I filed T189576: [Epic] Do not "recover" edits that were intentionally abandoned (in the visual and 2017 wikitext editors)

In the mean time, my testing unearthed two workarounds you can use so that your edits are not "recovered" when they shouldn't be:

  1. Close the tab you were using, and edit the same page in a new tab.
  2. Click "Read" to close the editor.

An edit is considered intentionally abandoned if you click 'Read' or 'Article' (T189380 not yet deployed). If you close the tab, reload or navigate away in any other way we have no opportunity to delete. It would not be correct to only recover if the version IDs match, as on popular articles that will happen all the time. We should expect core's merge/conflict code to handle that in the same way it would if you just had the tab open for a long time.

Given that people are getting confused about when they have actually "abandoned" their edit, we may want to ask the user.

Note that one of the use cases for this is for when mobile devices automatically unload background tabs, so having the editor prompt you to recover every time you switch tabs could be annoying.

Perhaps a middle ground would be to prompt the user only if the document IDs don't match. In the common case where the document IDs do match we continue to recover silently, and if the user wants to undo they can press undo (as history is preserved),

Perhaps a middle ground would be to prompt the user only if the document IDs don't match.

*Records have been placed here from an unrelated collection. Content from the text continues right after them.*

PR #23764, opened 2023-08-11
Implement wxGTK3 dark mode

ColinKinloch:
Read dark mode state from DBus `org.freedesktop.appearance.color-scheme` and set `GtkSettings` `gtk-application-prefer-dark-theme` property.

### To Do
* ~[ ] Keep DBus connection (`wxDarkModeModule`?)~
  * ~[ ] Listen for `color-scheme` changes~ [libadwaita](https://gitlab.gnome.org/GNOME/libadwaita/-/blob/d7307a4b0da7a47de2cc1e84f23e45d604aa00c7/src/adw-settings-impl-portal.c)
* [x] `IsDark` fallback when DBus is unavailable
* [x] ~Look into GTK2 dark mode~
* [x] Other `wxSystemAppearance` functions?

### DIFF
--- a/src/gtk/settings.cpp
+++ b/src/gtk/settings.cpp
@@ -25,6 +25,22 @@
 #include "wx/gtk/private/win_gtk.h"
 #include "wx/gtk/private/stylecontext.h"
 #include "wx/gtk/private/value.h"
+#include "wx/gtk/private/error.h"
+
+// xdg-desktop-portal provides a DBus interface for dark mode
+// https://flatpak.github.io/xdg-desktop-portal/#gdbus-org.freedesktop.portal.Settings
+#define FDO_PORTAL_DESKTOP_BUS_NAME "org.freedesktop.portal.Desktop"
+#define FDO_PORTAL_DESKTOP_OBJECT_PATH "/org/freedesktop/portal/desktop"
+#define FDO_PORTAL_DESKTOP_SETTINGS_INTERFACE "org.freedesktop.portal.Settings"
+
+enum ColorScheme
+{
+    FDO_COLOR_DEFAULT,
+    FDO_COLOR_PREFER_DARK,
+    FDO_COLOR_PREFER_LIGHT
+};
+
+
 
 bool wxGetFrameExtents(GdkWindow* window, int* left, int* right, int* top, int* bottom);
 
@@ -839,6 +855,55 @@ wxFont wxSystemSettingsNative::GetFont( wxSystemFont index )
 
     return font;
 }
+
+#if defined(__WXGTK3__) || defined(__WXGTK__)
+bool wxSystemAppearance::IsSystemDark() const
+{
+    GVariant *out = nullptr;
+    GVariant *child = nullptr;
+    GVariant *ret = nullptr;
+    wxGtkError error;
+
+    bool isDark = IsDark();
+
+    GDBusProxy *proxy = g_dbus_proxy_new_for_bus_sync(G_BUS_TYPE_SESSION,
+        G_DBUS_PROXY_FLAGS_NONE,
+        nullptr,
+        FDO_PORTAL_DESKTOP_BUS_NAME,
+        FDO_PORTAL_DESKTOP_OBJECT_PATH,
+        FDO_PORTAL_DESKTOP_SETTINGS_INTERFACE,
+        nullptr,
+        error.Out());
+
+    if (proxy)
+    {
+        ret = g_dbus_proxy_call_sync(proxy, "Read",
+            g_variant_new ("(ss)", "org.freedesktop.appearance", "color-scheme"),
+            G_DBUS_CALL_FLAGS_NONE, G_MAXINT, nullptr, nullptr);
+
+        if (ret)
+        {
+            g_variant_get(ret, "(v)", &child);
+            g_variant_get(child, "v", &out);
+
+            if (g_variant_get_uint32(out) == FDO_COLOR_PREFER_DARK)
+                isDark = true;
+        }
+    }
+
+    g_variant_unref (child);
+    g_variant_unref (ret);
+    g_variant_unref (out);
+    g_clear_object(&proxy);
+
+    return isDark;
+}
+
+bool wxSystemAppearance::AreAppsDark() const
+{
+    return IsSystemDark();
+}
+#endif // __WXGTK3__ || __WXGTK__
 
 // helper: return the GtkSettings either for the screen the current window is
 // on or for the default screen if window is null
--- a/src/common/settcmn.cpp
+++ b/src/common/settcmn.cpp
@@ -69,7 +69,7 @@ void wxSystemSettings::SetScreenType( wxSystemScreenType screen )
 // ----------------------------------------------------------------------------
 
 // wxMSW has its own implementation of these functions.
-#if !defined(__WXMSW__)
+#if !defined(__WXMSW__) && !defined(__WXGTK3__) && !defined(__WXGTK__)
 
 bool wxSystemAppearance::AreAppsDark() const
 {
@@ -81,7 +81,7 @@ bool wxSystemAppearance::IsSystemDark() const
     return IsDark();
 }
 
-#endif // !__WXMSW__
+#endif // !__WXMSW__ && !__WXGTK3__ && !__WXGTK__
 
 #if !defined(__WXOSX__)
 
--- a/src/gtk/toplevel.cpp
+++ b/src/gtk/toplevel.cpp
@@ -26,6 +26,7 @@
 #ifndef WX_PRECOMP
     #include "wx/frame.h"
     #include "wx/app.h"     // GetAppDisplayName()
+    #include "wx/settings.h"
     #include "wx/icon.h"
     #include "wx/log.h"
 #endif
@@ -895,6 +896,12 @@ bool wxTopLevelWindowGTK::Create( wxWindow *parent,
     // old colours etc.
     g_signal_connect_after(gtk_settings_get_default(), "notify::gtk-theme-name",
         G_CALLBACK(notify_gtk_theme_name), this);
+
+#ifdef __WXGTK3__
+    GtkSettings *settings = gtk_widget_get_settings(GTK_WIDGET(m_widget));
+    g_object_set(settings, "gtk-application-prefer-dark-theme",
+        wxSystemSettings::GetAppearance().IsSystemDark(), nullptr);
+#endif
 
     return true;
 }


src/gtk/settings.cpp
```diff
@@ -840,6 +849,31 @@ wxFont wxSystemSettingsNative::GetFont( wxSystemFont index )
     return font;
 }
 
+    bool wxSystemAppearance::IsDark() const
+    {
+        GVariant* out = NULL;
```
ColinKinloch, line 854:
```suggestion
        GVariant* out = nullptr;
```

src/gtk/settings.cpp
```diff
@@ -840,6 +849,31 @@ wxFont wxSystemSettingsNative::GetFont( wxSystemFont index )
...
+        g_autoptr (GVariant) ret =
+                g_dbus_proxy_call_sync(proxy, "Read",
+                                       g_variant_new ("(ss)", "org.freedesktop.appearance", "color-scheme"),
+                                       G_DBUS_CALL_FLAGS_NONE, G_MAXINT, nullptr, nullptr);
+
+        g_autoptr (GVariant) child = nullptr;
+        g_variant_get(ret, "(v)", &child);
+        g_variant_get(child, "v", &out);
+
+        printf("heloo %s\n", g_variant_print(out, true));
```
ColinKinloch, line 873:
```suggestion
```

vadz:
Thanks for working on this! Listening to the colours change event would be definitely nice, but if it's not easy to implement, perhaps we should merge the changes here already and leave it for a separate PR?

ColinKinloch:
Yeah, I think it would be pretty trivial to implement.
However probably an easy job for someone more familiar with on the codebase than I am.

Here's the relevant file in libadwaita: https://gitlab.gnome.org/GNOME/libadwaita/-/blob/d7307a4b0da7a47de2cc1e84f23e45d604aa00c7/src/adw-settings-impl-portal.c

src/gtk/settings.cpp
```diff
@@ -840,6 +853,53 @@ wxFont wxSystemSettingsNative::GetFont( wxSystemFont index )
     return font;
 }
 
+#if defined(__WXGTK3__) || defined(__WXGTK__)
+bool wxSystemAppearance::IsSystemDark() const
+{
+    GVariant *out = nullptr;
+    GVariant *child = nullptr;
+    GVariant *ret = nullptr;
+    GError *error = nullptr;
```
vadz, line 862: We could/should use `wxGtkError` instead of dealing with raw Glib types.

src/gtk/settings.cpp
```diff
@@ -26,6 +26,19 @@
 #include "wx/gtk/private/stylecontext.h"
 #include "wx/gtk/private/value.h"
 
+#define PORTAL_BUS_NAME "org.freedesktop.portal.Desktop"
+#define PORTAL_OBJECT_PATH "/org/freedesktop/portal/desktop"
+#define PORTAL_SETTINGS_INTERFACE "org.freedesktop.portal.Settings"
+
+enum ColorScheme
```
vadz, line 33: Interesting, the only documentation for this I could find was https://docs.flatpak.org/fr/latest/portal-api-reference.html
but this doesn't seem to be flatpak-specific. Do you know of some better/more authoritative documentation for this? I'd like to add a link to it to a comment here somewhere.

src/gtk/settings.cpp
```diff
@@ -840,6 +853,53 @@ wxFont wxSystemSettingsNative::GetFont( wxSystemFont index )
...
+    if (proxy) {
+        ret = g_dbus_proxy_call_sync(proxy, "Read",
+            g_variant_new ("(ss)", "org.freedesktop.appearance", "color-scheme"),
+            G_DBUS_CALL_FLAGS_NONE, G_MAXINT, nullptr, nullptr);
+
+        if (ret) {
+            g_variant_get(ret, "(v)", &child);
+            g_variant_get(child, "v", &out);
+
+            isDark = g_variant_get_uint32(out) == FDO_PREFER_DARK;
```
vadz, line 884: I'm not 100% sure if we should set it to false for `FDO_DEFAULT`, it could be better to fallback to `IsDark()` in this case.

src/gtk/settings.cpp
```diff
@@ -840,6 +853,53 @@ wxFont wxSystemSettingsNative::GetFont( wxSystemFont index )
...
+    GDBusProxy *proxy = g_dbus_proxy_new_for_bus_sync(G_BUS_TYPE_SESSION,
+        G_DBUS_PROXY_FLAGS_NONE,
+        nullptr,
+        PORTAL_BUS_NAME,
+        PORTAL_OBJECT_PATH,
+        PORTAL_SETTINGS_INTERFACE,
+        nullptr,
+        &error);
+
+    if (proxy) {
```
vadz, line 875:
```suggestion
    if (proxy)
    {
```

src/gtk/settings.cpp
```diff
@@ -840,6 +853,53 @@ wxFont wxSystemSettingsNative::GetFont( wxSystemFont index )
...
+        ret = g_dbus_proxy_call_sync(proxy, "Read",
+            g_variant_new ("(ss)", "org.freedesktop.appearance", "color-scheme"),
+            G_DBUS_CALL_FLAGS_NONE, G_MAXINT, nullptr, nullptr);
+
+        if (ret) {
```
vadz, line 880:
```suggestion
        if (ret)
        {
```

vadz (commented):
I think we should merge this already (after fixing the trivial issues below), please let me know if anybody -- notably @paulcor -- has any objections.

src/gtk/settings.cpp
ColinKinloch: The xdg-desktop-portal code is hosted on [github](https://github.com/flatpak/xdg-desktop-portal) which links to: https://flatpak.github.io/xdg-desktop-portal/

paulcor:
So, the whole point of this is really just to have `wxSystemAppearance::IsSystemDark()` return the correct value, right? I think that could be done much more simply by examining the theme name; if it ends with "-dark", or the `GTK_THEME` environment variable ends with ":dark", it's dark.

ColinKinloch:
`GTK_THEME` isn't in my environment and isn't set by gnome settings.
If `GTK_THEME` were set gtk would ignore `gtk-application-prefer-dark-mode` and select whichever theme/variant it was set to.

ColinKinloch:
Looking at [libadwaita](https://gitlab.gnome.org/search?group_id=8&nav_source=navbar&project_id=14079&repository_ref=main&scope=blobs&search=adw_settings_impl_set_features&search_code=true) there is also the GSettings interface with the field `color-scheme` on the `org.gnome.desktop.interface` schema.

ColinKinloch:
There's also `gsettings get org.gnome.desktop.interface gtk-theme` which yields `'Adwaita'` on my dark mode system.

vadz:
FWIW `gsettings get org.gnome.desktop.interface color-scheme` returns `prefer-dark` for me in dark mode and `default` otherwise with GNOME 43.6 (Debian Bookworm). Should we just use this?

ColinKinloch:
So support GSettings when the portal fails or just not support flatpak?

vadz:
> So try GSettings when the portal fails or just not support flatpak?

Sorry but I don't know much about flatpak -- is GSettings unavailable when using it?

ColinKinloch:
```
flatpak run --command=gsettings org.freedesktop.Platform get org.gnome.desktop.interface color-scheme
```
Yields `'default'`.
I had a look just now, I couldn't figure out the specific incantation of permissions to give it access to the hosts GSettings.

paulcor:
The theme name is available from `GtkSettings` as the `gtk-theme-name` property.

vadz:
> The theme name is available from `GtkSettings` as the `gtk-theme-name` property.

But this one is always "Adwaita" for me, both in light (default) and dark modes.

paulcor:
How are you enabling dark mode?

vadz:
> How are you enabling dark mode?

Going to GNOME Settings and choosing "Dark" style in the "Appearance" page.

imciner2:
Is any of this compatible with non-Gnome desktop environments? Mate doesn't have dedicated settings to select dark mode, so to do dark mode you actually switch the theme to something else. For instance, I have a theme for dark and a theme for light, and it would appear to be defined inside a different gsettings key: `org.mate.interface gtk-theme`, which when I query it returns the theme:
```
$ gsettings get org.mate.interface gtk-theme
'Mint-Y-Dark-Blue'
```
(or at least the controls theme, since I actually have a custom theme that uses that for the controls portion). Querying the gnome one would just give the result for the Gnome DE that I don't use (but still have installed):
```
$ gsettings get org.gnome.desktop.interface color-scheme
'default'
```

So reading the gnome key would be bad for my system, because then it would try to use the appearance of a desktop environment that isn't actually the one being used.

vadz:
@imciner2 Does using portal work under Mate? If so, then we should probably just do it as it's supposed to be the WM/desktop-agnostic way to check this, IIUC.

For the reference, I'm using

```
dbus-send --session --print-reply=literal --dest=org.freedesktop.portal.Desktop /org/freedesktop/portal/desktop org.freedesktop.portal.Settings.Read string:org.freedesktop.appearance string:color-scheme
```

to check this.

ColinKinloch:
The desktop portal for mate is here: https://github.com/linuxmint/xdg-desktop-portal-xapp
There's a commit from March that says Mate doesn't support dark mode then: https://github.com/linuxmint/xdg-desktop-portal-xapp/commit/b342a7fcff2541e7ac67480e0660dd5cf17be575

imciner2:
> Does using portal work under Mate? If so, then we should probably just do it as it's supposed to be the WM/desktop-agnostic way to check this, IIUC.

Using the command you posted, this is the output I get on my Fedora 38 install:

```
$ dbus-send --session --print-reply=literal --dest=org.freedesktop.portal.Desktop /org/freedesktop/portal/desktop org.freedesktop.portal.Settings.Read string:org.freedesktop.appearance string:color-scheme
   variant       variant          uint32 0
```

I'm running a dark color scheme based on the `Mint-Y-Dark-Blue` control theme to give a dark mode. According to the spec (https://github.com/flatpak/xdg-desktop-portal/blob/d7a304a00697d7d608821253cd013f3b97ac0fb6/data/org.freedesktop.impl.portal.Settings.xml#L33-L45), `0` means "No preference," so it doesn't indicate one way or the other on my system, but I would want the app to use a dark mode.

ColinKinloch:
If I'm understanding correctly the portal implementation for Mate returns "No preference" because Mate is yet to implement dark mode.
It looks like Mate gives you a theme setting which this MR wont override.

paulcor:
> > The theme name is available from `GtkSettings` as the `gtk-theme-name` property.
> 
> But this one is always "Adwaita" for me, both in light (default) and dark modes.

Based on the [GTK source code](https://gitlab.gnome.org/GNOME/gtk/-/blob/gtk-3-24/gtk/gtksettings.c#L3311), I'm having difficulty understanding how this is possible. So I have to ask, are you sure? Could you check with this?

```diff
diff --git a/src/gtk/toplevel.cpp b/src/gtk/toplevel.cpp
index 13b1857c6b..4fc1bdd66f 100644
--- a/src/gtk/toplevel.cpp
+++ b/src/gtk/toplevel.cpp
@@ -507,6 +507,15 @@ gtk_frame_window_state_callback( GtkWidget* WXUNUSED(widget),
 }
 }
 
+static void f()
+{
+    char* theme_name;
+    gboolean prefer_dark;
+    g_object_get(gtk_settings_get_default(), "gtk-theme-name", theme_name,
+        "gtk-application-prefer-dark-theme", &prefer_dark, nullptr);
+    fprintf(stderr, "%s %d\n", theme_name, prefer_dark);
+    g_free(theme_name);
+}
 //-----------------------------------------------------------------------------
 // "notify::gtk-theme-name" from GtkSettings
 //-----------------------------------------------------------------------------
@@ -514,6 +523,7 @@ gtk_frame_window_state_callback( GtkWidget* WXUNUSED(widget),
 extern "C" {
 static void notify_gtk_theme_name(GObject*, GParamSpec*, wxTopLevelWindowGTK* win)
 {
+    f();
     wxSysColourChangedEvent event;
     event.SetEventObject(win);
     win->HandleWindowEvent(event);
@@ -896,6 +906,7 @@ bool wxTopLevelWindowGTK::Create( wxWindow *parent,
     g_signal_connect_after(gtk_settings_get_default(), "notify::gtk-theme-name",
         G_CALLBACK(notify_gtk_theme_name), this);
 
+    f();
     return true;
 }
 
```

vadz:
> > > The theme name is available from `GtkSettings` as the `gtk-theme-name` property.
> > 
> > 
> > But this one is always "Adwaita" for me, both in light (default) and dark modes.
> 
> Based on the [GTK source code](https://gitlab.gnome.org/GNOME/gtk/-/blob/gtk-3-24/gtk/gtksettings.c#L3311), I'm having difficulty understanding how this is possible.

Doesn't GNOME use GTK 4 nowadays?

> So I have to ask, are you sure? Could you check with this?

I've checked (after replacing `theme_name` with `&theme_name` to avoid crashing) and it always outputs `Adwaita 0` for me (whether I start it in light or dark mode) and doesn't react to the theme change.

It looks like there is a new mechanism for dark mode support: previously it was indeed just another theme but now they use "color scheme" parameter (and also [accent colours](https://tech.lgbt/@orowith2os/110953058120399161)) without changing the theme at all -- presumably to be more like macOS, as usual...

ColinKinloch:
GTK doesn't integrate with system dark mode. Its development seems to be under the umbrella of libadwaita which is more of a opinionated human interface design library.
Since wx had a dark mode API I think this MR provides a good first step for a wxGTK implementation.

paulcor:
> it always outputs Adwaita 0 for me (whether I start it in light or dark mode) and doesn't react to the theme change.

OK, I didn't realize the app is not reacting to this Gnome "dark style". It turns out GTK3 doesn't work with whatever Gnome is using now. How very typical. GTK4 does work though, and it doesn't appear to be using the portal `color-scheme` thing, nor does it use `libadwaita`. I'd like to understand how GTK4 is getting this dark mode indication before proceeding, and leave the Flatpak issue aside for the moment.

ColinKinloch:
What are you using to test GTK4? I was using `gtk4-demo`

paulcor:
I also used `gtk4-demo`. Although I'm not sure what I did, as I just re-checked and it appears GTK4 doesn't work either...

ColinKinloch:
It occurred to me that `wxTopLevelWindowGTK::Create` probably isn't the correct place to handle dark mode, since `gtk-application-prefer-dark-theme` is a property of `GtkSettings`.
Is there a more appropriate place in wxGTK to handle global settings/events? Somewhere a `GDBusProxy` for the lifetime of an application?

vadz:
Sorry, I'm rather lost here by now. Paul, are you going to take some decision about this or should I?

paulcor:
I'm working on it.

paulcor:
The default `wxSystemAppearance::IsDark()` seems to work fine for wxGTK, so I don't see a strong need to implement that. But using the "color-scheme" setting to get an actual dark theme seems more important, so I've done that now in 9b9ec141fb.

In the common case where the document IDs do match we continue to recover silently, and if the user wants to undo they can press undo (as history is preserved),

This seems like a good idea to me.

In the common case where the document IDs do match we continue to recover silently, ...

Nice point, but ... only if the user actually does know that there is a feature known as "autosave" and it recovers their edits" silently in some cases. What I'm trying to say is, this might become a misfeature if there are possibilities that we might recover the edits it when we shouldn't have AND we don't let the user know that we recover edits silently!

I guess we should at least show a fade away notice when we recover the edits thus letting the user know about the feature.

Report from VisualEditor/Feedback:
Whenever I switch from VE to the source editor, and then switch back to VE, it literally deletes the changes I made with the source editor, and then it gives me a ridiculous message saying the following:
"Changes recovered Your unsaved changes have been automatically recovered."
Well, thanks, but how do I get rid of this? Now I can't use VE properly anymore.

@Aklapper are you kidding? This is clearly a serious bug in the new code, and it directly relates to the discussion in the previous dozen comments.

Report from VisualEditor/Feedback:
Whenever I switch from VE to the source editor, and then switch back to VE, it literally deletes the changes I made with the source editor, and then it gives me a ridiculous message saying the following:
"Changes recovered Your unsaved changes have been automatically recovered."
Well, thanks, but how do I get rid of this? Now I can't use VE properly anymore.

T189381.

@Deskana ah good. I posted the info here when I couldn't find any mention or task of the 'switching editors' issue. Should the new task be added to the Related Objects task graph?

Nice point, but ... only if the user actually does know that there is a feature known as "autosave" and it recovers their edits" silently in some cases. What I'm trying to say is, this might become a misfeature if there are possibilities that we might recover the edits it when we shouldn't have AND we don't let the user know that we recover edits silently!

I guess we should at least show a fade away notice when we recover the edits thus letting the user know about the feature.

Sorry, when I said "silently" I meant without a modal dialog. We will always show at least the notification when edits are recovered. This is an improvement on the current wikitext editor where the browser can automatically recover the state of the textarea without telling the user.